Inhibition of miR-21 regulates mutant KRAS effector pathways and intercepts pancreatic ductal adenocarcinoma development [miRNA]. Inhibition of miR-21 regulates mutant KRAS effector pathways and intercepts pancreatic ductal adenocarcinoma development [miRNA]

We identified miR-21 and miR-224 as cell-specific and compartment-specific regulators in PanINs and PDA. miR-21 is overexpressed in tumor epithelial cells of premalignant ducts, while miR-224 is overexpressed in cancer-associated fibroblasts in PDA stroma. Inhibition of miR-21 reverted pro-tumorigenic functionalities to baseline levels. Overexpression of miR-224 induced activated phenotypes in normal fibroblasts. miR-21 inhibition downregulated MAPK, mTOR and actin cytoskeleton pathways downstream of KRAS activation in tumor cells. In vivo miR-21 inhibition improved survival in established PDA, while early systemic miR-21 inhibition intercepted premalignant progression. Overall design: TaqMan OpenArray Rodent MicroRNA Panel. We conducted a comprehensive miRNA profiling study of multiple PanIN stages and PDA using KPC mice. We performed microdissections on increasing grades of PanINs from sections of KPC pancreata followed by a miRNA microarray analysis utilizing the Taqman OpenArray platform to quantify the levels of 750 known murine miRNAs.

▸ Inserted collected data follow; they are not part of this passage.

PR #311, opened 2019-03-30
Implement CompanyManager::updateOwnerStatus

marijnvdwerf:


src/openloco/companymgr.cpp
```diff
@@ -16,6 +22,8 @@ namespace openloco::companymgr
     static loco_global<uint8_t, 0x00525E3C> _byte_525E3C;
     static loco_global<uint8_t, 0x00525E3D> _byte_525E3D;
 
+    static loco_global<int32_t, 0x00e3f0b8> gCurrentRotation;
```
AaronVanGeffen: Could you make a getter function for this in `viewportmgr.cpp`? It already exists as a `loco_global` there, and I'd prefer to keep the number of `loco_global`s to a minimum.

src/openloco/companymgr.cpp
```diff
@@ -103,4 +111,78 @@ namespace openloco::companymgr
...
+            // The result of this function appears to be ignored
+            map::tile_element_height(posX, posY);
+        }
+        else
+        {
+            registers r2;
+
+            r2.ax = viewport->view_x + viewport->view_width / 2;
+            r2.bx = viewport->view_y + viewport->view_height / 2;
+            r2.edx = gCurrentRotation;
```
AaronVanGeffen: For reference, the call I'd like replaced with an accessor/getter call, as mentioned earlier.

src/openloco/companymgr.cpp
```diff
@@ -103,4 +111,78 @@ namespace openloco::companymgr
...
+        }
+
+        auto company = companymgr::get(_updating_company_id);
+        if (company == nullptr)
+        {
+            return;
+        }
+
+        company->var_12 += 1;
+        if ((company->var_12 & 0x7F) != 0)
```
AaronVanGeffen: Is this effectively keeping track of a number of ticks to postpone updates? If so, is it reset to zero in the game action? Perhaps we should just name it some such, for now.

src/openloco/companymgr.cpp
marijnvdwerf: Considering #235, wouldn't it make more sense to have it passed into the function? Or better: access it as a getter on a viewport, so we could actually have different rotations per viewport.

IntelOrca: Yea if it was something like `viewport->rotation()` then that could later return a different value for each viewport.

AaronVanGeffen: Something like `viewport->rotation()` sounds perfect, and future proof, yes.

marijnvdwerf:
I've been looking at the part starting at `0x00438495`, and I don't know why it's doing what it's doing. The goal seems to be to get the 3D-coordinates of the main viewports center, but I don't understand why it does all the stuff afterwards (besides pushing the game command).

src/openloco/companymgr.cpp
```diff
@@ -103,4 +109,78 @@ namespace openloco::companymgr
...
+        registers r1;
+        r1.ax = posX;
+        r1.bx = posY;
+        call(0x0045F1A7, r1);
+        ui::viewport* vp = (ui::viewport*)r1.edi;
+
+        if (posX != -0x8000 && viewport == vp)
+        {
+            // The result of this function appears to be ignored
+            map::tile_element_height(posX, posY);
```
AaronVanGeffen: I think you're right, calling `tile_element_height` seems to be a lot of wasted cycles — especially the bit after the jump into `off_4FD250`.

While `ecx` is reset directly after the call, `tile_element_height` does `cmp bl, 0` (`0x45F1B3`) straight after calling `get_map_coordinates_from_pos`, and if zero sets `add esp, 8` and `mov ax, 8000h` (`0x45F992`).

At `0x43849D` this `ax` is compared to again, so it appears the call is useful to that end, at least.

src/openloco/companymgr.cpp
marijnvdwerf: From what I found, it doesn't seem to be reset. If the lower bytes are all zero, the action gets executed, otherwise it exits. `if ((company->var_12 % 128) != 0) would have the same effect, I think.

src/openloco/companymgr.cpp
marijnvdwerf: image

I think you're talking about a different function, namelijk the top `screen_get_map_xy`. I'm talking about the yellow-marked one. The output of this function is the Z-height of the surface at the passed (3d) X/Y coordinates, but it's never used by the game command. This part of the function seems very similar to `window_rotate_camera` in OpenRCT2.

src/openloco/companymgr.cpp
```diff
@@ -113,4 +119,76 @@ namespace openloco::companymgr
...
+            return;
+        }
+
+        auto company = companymgr::get(_updating_company_id);
+        if (company == nullptr)
+        {
+            return;
+        }
+
+        company->var_12 += 1;
```
duncanspumpkin: any reason why this isn't `++`? Just style?

src/openloco/companymgr.cpp
```diff
@@ -113,4 +119,76 @@ namespace openloco::companymgr
...
+
+        for (size_t i = 0; i < WindowManager::count(); i++)
+        {
+            auto w = WindowManager::get(i);
+
+            if (w->type != WindowType::vehicle)
+                continue;
+
+            auto vehicle = thingmgr::get<openloco::vehicle>(w->number);
+            if (vehicle->x == -0x8000)
```
duncanspumpkin: `0x8000` not `-0x8000`

src/openloco/companymgr.cpp
```diff
@@ -113,4 +119,76 @@ namespace openloco::companymgr
...
+                continue;
+
+            if (vehicle->owner != _updating_company_id)
+                continue;
+
+            game_commands::do_73(vehicle->id);
```
duncanspumpkin: We can be pretty confident that CS uses game commands in the same way as RCT2 should we maybe pass bl the flags variable into the `game_commands` functions? I'm not sure if this was already discussed.

src/openloco/companymgr.cpp
```diff
@@ -113,4 +119,76 @@ namespace openloco::companymgr
...
+
+        registers r1;
+        r1.ax = screenPosition.x;
+        r1.bx = screenPosition.y;
+        call(0x0045F1A7, r1);
+        ui::viewport* vp = (ui::viewport*)r1.edi;
+        auto mapPosition = map::map_pos(r1.ax, r1.bx);
+
+        // Happens if center of viewport is obstructed. Probably estimates the centre location
+        if (mapPosition.x == -0x8000 || viewport != vp)
```
duncanspumpkin: `0x8000`

src/openloco/companymgr.cpp
```diff
@@ -113,4 +119,76 @@ namespace openloco::companymgr
...
+            registers r2;
+
+            r2.ax = viewport->view_x + viewport->view_width / 2;
+            r2.bx = viewport->view_y + viewport->view_height / 2;
+            r2.edx = viewport->getRotation();
+            call(0x0045F997, r2);
+
+            mapPosition.x = r2.ax;
+            mapPosition.y = r2.bx;
+        }
```
duncanspumpkin: Its interesting that there is a call to `map_element_height` in the else branch but then it just clears the result of the call.

src/openloco/companymgr.cpp
```diff
@@ -113,4 +119,76 @@ namespace openloco::companymgr
...
+
+        game_commands::do_73(map::map_pos(mapPosition.x, mapPosition.y));
```
duncanspumpkin: no need to recreate the same object.

marijnvdwerf:
the `-0x8000` has a reason. Not having the minus sign causes the compiler to throw an error.

```raw
[  9%] Building CXX object CMakeFiles/openloco.dir/src/openloco/companymgr.cpp.o
/Users/Marijn/Projects/Wissel/src/openloco/companymgr.cpp:149:28: error: result of comparison of constant 32768 with expression of type 'int16_t' (aka 'short') is always false [-Werror,-Wtautological-constant-out-of-range-compare]
            if (vehicle->x == 0x8000)
                ~~~~~~~~~~ ^  ~~~~~~
1 error generated.
```

src/openloco/companymgr.cpp
marijnvdwerf: I'm 99% sure this game command is only used in this function. It seemed unnecessary to pass arguments that are the same for all calls. Although it hasn't been discussed.

AaronVanGeffen:
> the `-0x8000` has a reason. Not having the minus sign causes the compiler to throw an error.
> 
> ```
> [  9%] Building CXX object CMakeFiles/openloco.dir/src/openloco/companymgr.cpp.o
> /Users/Marijn/Projects/Wissel/src/openloco/companymgr.cpp:149:28: error: result of comparison of constant 32768 with expression of type 'int16_t' (aka 'short') is always false [-Werror,-Wtautological-constant-out-of-range-compare]
>             if (vehicle->x == 0x8000)
>                 ~~~~~~~~~~ ^  ~~~~~~
> 1 error generated.
> ```

Probably should be a uint16_t instead. Not enough bits to store 0x8000 otherwise.

duncanspumpkin:
We should create a location null that is uint16_t 0x8000

src/openloco/types.hpp
```diff
@@ -38,4 +38,9 @@ namespace openloco
 
     using xy32 = location2<int32_t>;
     using loc16 = location3<int16_t>;
+
+    namespace location
+    {
+        constexpr int16_t null = (int16_t)0x8000u;
```
AaronVanGeffen:
```suggestion
        constexpr int16_t null = 0x8000;
```

AaronVanGeffen:
Screenshot_20190519_155758

Wellington Air in the `North America (West) 1955.SV5` test save seems off after what appears to be the first update. It updates to a different status on `master`.

marijnvdwerf:
Wellington isn't the player company though, so should be unaffected by the function.

AaronVanGeffen:
`_updating_company_id` doesn't have to be a player company, so I do think it is affected by this function.

AaronVanGeffen:
The bug mentioned above appears to have been introduced sometime between the `v19.03` tag and current master, `6c98a3045506e18ee5bea6458bb58c13f81f8c27`. While it needs to be investigated, it appears to be unrelated to this PR.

我们鉴定出微小RNA-21（miR-21）与微小RNA-224（miR-224）可作为胰腺上皮内瘤变（PanIN）及胰腺导管腺癌（PDA）中细胞特异性与区域特异性的调控因子。miR-21在癌前导管的肿瘤上皮细胞中过表达，而miR-224则在PDA间质的癌症相关成纤维细胞内呈过表达状态。抑制miR-21可将肿瘤细胞的促瘤生成功能恢复至基线水平；过表达miR-224则可诱导正常成纤维细胞产生活化表型。在肿瘤细胞中，抑制miR-21可下调KRAS激活下游的丝裂原活化蛋白激酶（MAPK）、哺乳动物雷帕霉素靶蛋白（mTOR）及肌动蛋白细胞骨架通路。体内实验显示，抑制miR-21可改善已建立的PDA模型小鼠的存活情况，而早期全身性抑制miR-21能够阻断癌前病变的进展。总体实验设计：本研究采用TaqMan OpenArray啮齿类微小RNA检测板（TaqMan OpenArray Rodent MicroRNA Panel）。我们借助KPC小鼠对多阶段PanIN及PDA样本开展了全面的微小RNA表达谱分析：先从KPC小鼠胰腺组织切片中获取不同分级的PanIN并进行显微切割，随后采用Taqman OpenArray平台完成微小RNA微阵列分析，以定量750种已知小鼠微小RNA的表达水平。